Chapter Twenty-seven
It was February. The store windows Daphne passed on her way up Madison Avenue to work were filled with Valentine’s Day decorations and gifts: candy, cards, ruffled pillows with sentimental inscriptions. It always made her think of when she was a child. Even after she’d had her own children, some holidays reminded her of herself more than of them. She was certainly nobody’s valentine these days.

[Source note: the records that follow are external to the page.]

PR #882, opened 2026-06-17
fix(algo): build the enlarged mouth when a cut deepens a blind-pocket notch

andymai:
## Problem

The snap-clip baseplate connector cuts **blind, ledged pockets** into the baseplate's seam-side walls. Where a later cut **deepens** an existing pocket notch, the GFA boolean produced a non-watertight result (free + non-manifold edges), so the exported STL failed the scenario assertions (`nonManifoldEdges==0`, `boundaryEdges==0`).

## Confirmed mechanism (native repro)

A blind-pocket cutter that overhangs a wall (so its opening reaches the wall edge) opens a **concave notch** in that wall face. When a second cut deepens the pocket:

- the **old notch-floor edge** ends up inside the freshly-removed area — removed material on its interior side — yet it's still carried as a face boundary edge;
- the min-clockwise-turn wire builder traces the *shallow* old notch and orphans the deepening sections into zero-area spurs, so the **enlarged notch mouth is never built** → free / non-manifold edges.

Isolated to the planar face splitter with a minimal box-slab repro: a wall notched to z=-2.8, then deepened to z=-4.4, goes from watertight to 10 free + 4 non-manifold edges purely from the second cut. Reproduces for both a flush meeting and a `COPLANAR_OVERLAP`-style overlap; clean when the cuts leave a wall between them.

## Fix

A planar-face pass (`clip_buried_cut_edges`) drops the buried edges before wire building:

- **flush** deepening — `drop_collinear_bridge_edges` drops the old floor edge that is bridged across the notch line at both endpoints (a boundary neighbour one way, a section continuing collinearly the other into the deeper cut);
- **overlapping** deepening — `drop_buried_loop_edges` rebuilds the removed-region polygon from the section edges' own closed loop, then drops the old floor edge enclosed by it and the tool-lid section running through the old notch's air.

Each detector fires only on its specific signature, so ordinary cuts are untouched.

## Scope / not yet fixed

This covers the wall-**NOTCH** deepening case (the cutter opening reaches the wall edge). The wall-**HOLE** deepening case — where the opening is *fully enclosed* in the wall (the gridfinity snap-clip throat, whose retaining-wall gap leaves the lower band as an enclosed window that the chamber cut then deepens) — routes through a different splitter path (`split_face_with_internal_loops`, which forms two overlapping holes instead of merging them) and is **not** fixed here. The full snap-clip baseplate is therefore not yet watertight; that remaining variant is a clean follow-up.

## Tests / gates

- New regression `deepened_blind_notch_in_overhanging_wall_is_watertight` (flush, +0.01 overlap, deep overlap) — passing, no `#[ignore]`.
- `cargo test -p brepkit-algo` (118), `cargo test -p brepkit-operations --lib` (694 + 5 ignored), `cargo test -p brepkit-wasm --lib gridfinity` (25) — all green, zero regressions.
- `cargo fmt --check`, `cargo clippy --all-targets -D warnings`, `./scripts/check-boundaries.sh` — clean.

### DIFF
--- a/crates/algo/src/builder/face_splitter/mod.rs
+++ b/crates/algo/src/builder/face_splitter/mod.rs
@@ -17,7 +17,7 @@ use brepkit_topology::Topology;
 use brepkit_topology::edge::EdgeCurve;
 use brepkit_topology::face::{FaceId, FaceSurface};
 
-use super::classify_2d::{sample_interior_point, signed_area_2d};
+use super::classify_2d::{point_in_polygon_2d, sample_interior_point, signed_area_2d};
 use super::pcurve_compute::evaluate_edge_at_t;
 use super::plane_frame::PlaneFrame;
 use super::split_types::{OrientedPCurveEdge, SectionEdge, SplitSubFace, SurfaceInfo};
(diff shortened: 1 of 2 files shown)


andymai:
Superseded by #884 — rebased clean onto current main (#882's base predated #878/#879/#881).

PR #884, opened 2026-06-17
fix(algo): build the enlarged mouth when a cut deepens a blind-pocket notch

andymai:
Rebased-clean replacement for #882 (its base predated #878/#879/#881, leaving it conflicting).

Fixes a class of deepened-blind-pocket cuts going non-manifold (the baseplate snap-clip connector's overhanging cutters). When a later cut deepens an earlier cut's opening on an overhanging wall face, the face splitter left the old opening's floor edge as a face boundary; the min-clockwise-turn wire builder then traced the *shallow* old opening and orphaned the deepening into zero-area spurs → free/non-manifold edges.

Fix: `face_splitter/mod.rs::clip_buried_cut_edges` drops the buried floor edge (and the tool-lid section running through the old opening's air) before wire building, for both flush and `COPLANAR_OVERLAP` deepening — so the enlarged mouth is built. Fully fixes the **wall-NOTCH** variant (opening reaching the wall top edge).

Regression: `deepened_blind_notch_in_overhanging_wall_is_watertight` (flush / +0.01 overlap / deep overlap), passing. Zero regressions across algo + operations + gridfinity.

Known remaining: the **wall-HOLE** variant (enclosed window, which the real snap-clip throat band hits) still needs a 2D polygon-union primitive that doesn't exist yet — a self-contained follow-up. So the snapClip scenario is not yet fully watertight; this is a contained engine correctness improvement toward it.

### DIFF
--- a/crates/algo/src/builder/face_splitter/mod.rs
+++ b/crates/algo/src/builder/face_splitter/mod.rs
@@ -17,7 +17,7 @@ use brepkit_topology::Topology;
 use brepkit_topology::edge::EdgeCurve;
 use brepkit_topology::face::{FaceId, FaceSurface};
 
-use super::classify_2d::{sample_interior_point, signed_area_2d};
+use super::classify_2d::{point_in_polygon_2d, sample_interior_point, signed_area_2d};
 use super::pcurve_compute::evaluate_edge_at_t;
 use super::plane_frame::PlaneFrame;
 use super::split_types::{OrientedPCurveEdge, SectionEdge, SplitSubFace, SurfaceInfo};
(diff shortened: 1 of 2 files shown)


andymai:
Closing: this wall-NOTCH fix regresses inclusion_exclusion_near_coincident_faces (usize underflow at face_splitter/mod.rs:999 — clip_buried_cut_edges false-fires on near-coincident faces and over-removes edges). It's also only a partial snapClip fix (the real snap-clip hits the wall-HOLE variant, which needs a 2D polygon-union primitive brepkit lacks). snapClip deferred to a proper effort: sound deepened-notch detection that doesn't false-positive on near-coincident faces + polygon union for the enclosed-window case.

PR #897, opened 2026-06-17
fix(algo): assemble faceted-ramp arcs on corner cylinders in plane×cylinder FF

andymai:
## Problem

Fusing a faceted scoop-ramp prism into a gridfinity compartmented bin fell back to the mesh boolean (hundreds of tessellated faces, wrong volume) because the result was non-manifold at the bin's rounded **corner cylinders**.

The scoop's sharp staircase (~12 thin tread planes) pokes into each rounded corner cylinder. Each tread plane ∩ cylinder is a sub-millimetre ellipse arc, but the arcs were trimmed independently → endpoints ~0.08 mm apart → they never chained into a split curve → the cylinder stayed whole → its whole-face interior sample landed inside the scoop → the cylinder was dropped entirely → free edges → mesh fallback.

## Fix

**Exact arc assembly (`phase_ff.rs`):** for a `{planar tread} × {cylinder/cone}` section, trim the closed ellipse at the EXACT points where the tread's straight boundary lines and the cylinder's seam edges cross it (analytic line-segment × surface quadratics) instead of uniform-t sampling. Adjacent treads share a boundary crossing, so a fine-grained endpoint registry chains the arcs through one shared vertex into a continuous boundary-to-boundary split curve. A seam-line crossing and the line-cylinder quadratic for the *same* geometric point can disagree by just over 1e-6 at bin coordinates, so the crossing dedup runs at 1e-5 (treads are ~1e-4 apart), keeping the exact-on-seam endpoint so the seam boundary edge splits and the chain connects.

**Band classification (`face_splitter/mod.rs`):**
- A partial cylinder/cone quarter split boundary-to-boundary by a section chain produces two complementary bands of **opposite UV winding**; signed-area wrongly nests the reversed one as a hole. Force both to outer *only* when two seam-carrying loops have opposite-sign effective areas (the flipped-pair signature) — a genuinely nested band/hole winds the *same* way, so a single plane×corner-cylinder lip section is correctly left to signed-area (this is what keeps the gridfinity lip booleans intact).
- The section-arc pcurves on a lateral band can land in a different 2π window than the boundary edges, self-crossing the UV polygon and mislabelling the interior sample. Unwrap the sampled points to one continuous u-window before computing the interior point.

Also: record the partial-arc face's excluded angular u-gap in `FaceExtent`, and scale the planar `FaceExtent` margin to the smaller in-plane extent so a thin full-width tread does not overshoot onto the cylinder seam. (Both verified load-bearing for this fix.)

## Verification

New regression test `crates/io/tests/scoop_corner_cylinder_fuse.rs` (STEP fixtures from the tool) drives the **public** `operations::boolean(Fuse)` and asserts the result is watertight (free=0, over=0), keeps all 8 analytic corner cylinders, and stays small (<100 faces — no mesh fallback). It fails on `main` (28 free edges → fallback) and passes here.

Zero regressions:
- `brepkit-algo` 126/126
- `brepkit-operations` 696 + all integration binaries, 0 failures (incl. parity corpus, same-domain #895)
- `brepkit-io` 131 + 25 + `multicavity_cut` (#891) + the new scoop test
- gridfinity 26/26 ×3 (deterministic)
- check / heal / offset green
- fmt, clippy `-D warnings`, layer boundaries all pass


andymai:
Superseded by #905, which cherry-picked this branch's corner-cylinder fix (d3afdb7) as part 1 of a coordinated scoop-fuse fix and added the section-over-extension, dangling-chain, and NURBS-wall-recognition fixes on top. The faithful repro now reaches free=0 via #905. Closing — its content is in main.

PR #898, opened 2026-06-17
fix(algo): trim notch-corner sections to the true arc + opposing face

andymai:
## Summary

A rounded-rect **notch cut whose top corners straddle the wall-top edge** went non-manifold and the operations boolean fell back to a mesh result. This was a cascade of analytic-trimming gaps, not one bug. This PR lands four regression-free fixes that take the isolated single-wall straddle cut from **free=16/euler=1 → free=0/euler=2, fully analytic** (all corner cylinders preserved).

## Root causes fixed

1. **Arc boundary edges clipped as chords.** `clip_line_to_face_boundary` collected boundary edges from their start/end vertices, so a section exiting a convex rounded corner clipped to the chord (x=±12) instead of the true arc (x=±13.24). Fix: intersect the section with the true `Circle3D` arc and **merge** that crossing into the chord crossings, taking the outermost pair — so the section reaches the arc without dropping any chord crossing the existing cuts rely on (the lip cuts graze corner chords and depend on them).

2. **Plane section ending mid-arc on the boundary.** The section's endpoint landed strictly inside a convex corner arc; the arc wasn't split there, so the wire builder pruned the section as a pendant. Fix: split the plane boundary arc at section endpoints using the **shorter-arc** convention `evaluate_edge_at_t` uses (`domain_with_endpoints`'s CCW span misses a clockwise-traversed corner arc — the inconsistency that made the naive approach fail).

3. **Adjacent region misclassified as a hole.** A plane face split by a single section into two side-by-side regions could hand back the second region wound clockwise (negative area), so it was treated as a *hole* of the first and kept inside it. Fix: promote a negative-area loop to a separate outer when a point strictly inside it lies in no other outer (adjacent ≠ nested).

4. **FF line section clipped only to its own face.** The same intersection line, clipped independently per face, came out at different extents because a wide face (box cap, x=±21) extended it past the narrower opposing face (notch tool front, x=±13.24). Fix: clip to the opposing FF face as well, taking the intersection of the two clips. (`trim_t_range_to_aabb` uses the bbox **union**, so the FF line was over-extended upstream; the per-face opposing clip corrects it without touching that shared trim.)

## Verification

- New committed regression `cut_wall_notch_straddling_top_edge_is_watertight`: free=0, over=0, euler=2, closed-manifold, 8 corner cylinders (analytic, no mesh fallback).
- **Zero regressions**: `brepkit-algo` (126) + `brepkit-operations` full suite (697 lib + all integration) + gridfinity 26/26, all green. The lip-cut tests that the naive arc-clip regressed (`cut_concentric_rounded_rect_arc_prisms_*`, `fuse_arc_frame_lip_*`, `fuse_shelled_cup_lip_*`, `fuse_*_rounded_rect_arc_prisms_*`) pass unchanged.
- fmt, clippy `-D warnings` (algo + operations), boundaries: clean.

## Known remaining (not in this PR)

The real tool-side `2×2 wall cutouts` bin uses a **wide** tool (≈70% of the wall span) whose sides cross the body's **own rounded corners**, producing tool-front × body-corner-cylinder sections. That case is still non-manifold (free=20, cyl=6 in a native repro at hw=18 vs free=0 at hw=16) and continues to mesh-fall-back tool-side. It is a deeper analytic configuration beyond the corner-straddle scope here; documented for a follow-up. This PR is a strict, regression-free improvement that fixes the isolated straddle class and lays the groundwork.

### DIFF
--- a/crates/algo/src/builder/face_splitter/mod.rs
+++ b/crates/algo/src/builder/face_splitter/mod.rs
@@ -18,7 +18,9 @@ use brepkit_topology::edge::EdgeCurve;
 use brepkit_topology::face::{FaceId, FaceSurface};
 
 use super::classify_2d::{sample_interior_point, signed_area_2d};
-use super::pcurve_compute::evaluate_edge_at_t;
+use super::pcurve_compute::{
+    compute_pcurve_on_surface, evaluate_edge_at_t, project_point_on_surface,
+};
 use super::plane_frame::PlaneFrame;
 use super::split_types::{OrientedPCurveEdge, SectionEdge, SplitSubFace, SurfaceInfo};
 use super::wire_builder::{build_wire_loops, build_wire_loops_with_winding};
@@ -29,7 +31,10 @@ use conversion::{
     boundary_edges_to_pcurve, extract_plane_normal, is_point_on_boundary_uv,
     uv_endpoints_from_pcurve,
 };
-use edge_splitting::split_boundary_edges_at_3d_points;
+use edge_splitting::{
+    find_splits_on_circle, find_splits_on_ellipse, find_splits_on_line,
+    split_boundary_edges_at_3d_points,
+};
 use sampling::{sample_wire_loop_uv, sample_wire_loop_uv_periodic};
 use special_cases::{
     split_face_with_internal_loops, split_noseam_face_direct, split_periodic_face_into_bands,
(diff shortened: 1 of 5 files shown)


andymai:
Superseded by #899 (re-applied the notch-corner trim as 9ae470c) and #903 (arc-aware `split_plane_face_by_arrangement` — the real fix for the rounded U-notch, which rewrote this same splitter). This branch's `b2f888c` now conflicts hard against main's newer splitter and cannot rebase cleanly. The straddle geometry it targeted is not reached by any gridfinity parity case (the real bin's corner r=1.485 < overshoot). The one unique commit, `a82b162` (perpendicular cylinder-cylinder analytic intersection), is a genuine general math improvement but is tangential to the current suite and conflicts with #899/#903; it remains recoverable in git for a clean standalone re-extract if a future case needs it. Closing to keep the PR queue accurate.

Since the divorce the women she’d thought were her friends seemed afraid of her. She knew why. She was single now, and too attractive; therefore a threat. And her “perfect” marriage had fallen apart, which threatened theirs. If it could happen to her … They probably thought their husbands would want to start something with her, now that she was alone. They said how sorry they were that they didn’t know any nice men to introduce her to, and then excluded her from their dinner parties because she was no longer half of a couple. She supposed she should entertain, and then they would feel guilty and have to invite her back, but she wasn’t sure she liked them enough anymore to bother.
The weekend before Valentine’s Day there was a huge blizzard. Everyone was snowed in. For her it was just another weekend alone with the dogs and her books and sketch pad. The only difference was she couldn’t drive to the supermarket for her weekly shopping, but since the boys had gone back to school her own needs were very small.
Teddy sent her a valentine. He had made it himself. Daphne carried it in her handbag for days. It had never occurred to her to send valentines to the boys because they were too old for that now, and when Teddy sent her one anyway she cried. She had to keep remembering how sensitive and loving he was, her genius son of the secret journal, carefully disguised as a carefree Ail-American Boy. She was finding herself in tears often lately, having opened herself up to the vulnerability she had denied for so many years.
If she was friendless in the subu
rbs she had new friends in the city. Chris and Annabel, and Emily even though she and Emily hadn’t seen each other since Emily went back to California. And now Chris had invited her to a dinner party; without a date, without a husband, and with no utilitarian ulterior motive of finding her a new one. It was tonight, Friday, and Daphne had driven in instead of taking the train. All the guests would be coming directly from work, so the dress she was wearing would be suitable. She had brought makeup in her handbag, and prepared herself for the party in the employees’ ladies’ room at the gallery. It was a rather wretched little bathroom, and reminded her of the one at college, and that depressed her.…
That was the last time she had been unattached, and getting ready for a party or a dance had been an occasion filled with excitement and the promise of adventure. She had been so popular. She always met new men at parties then, and they took her to football games, and out dancing, and to other parties, where she met more men who pursued her. But tonight all she felt was relief that she didn’t have to go home yet, that there was somewhere to go where she wouldn’t be alone. She no longer expected anything particularly exciting at all, and that made her feel old.
Chris and Alexander lived in a very elegant Fifth Avenue building. Daphne hadn’t seen Alexander since college, as he hadn’t come to the reunion, but she recognized him right away. He was still extraordinarily handsome, perhaps more so. She had never really known him well at college, but she remembered he had always seemed so grumpy and gloomy; now he was urbane and charming. And he seemed very devoted to Chris. Their apartment was both attractive and comfortable. A uniformed maid opened the door and took Daphne’s coat, another offered her a drink and some small hot hors d’oeuvres. Chris took her around and introduced her to people. There were nine. Annabel was there, and Chris’s former diet doctor, Dr. Michael Fields; Chris and Alexander, two other couples, and herself. Nine. Somebody doesn’t have a date, Daphne thought, and it’s probably me.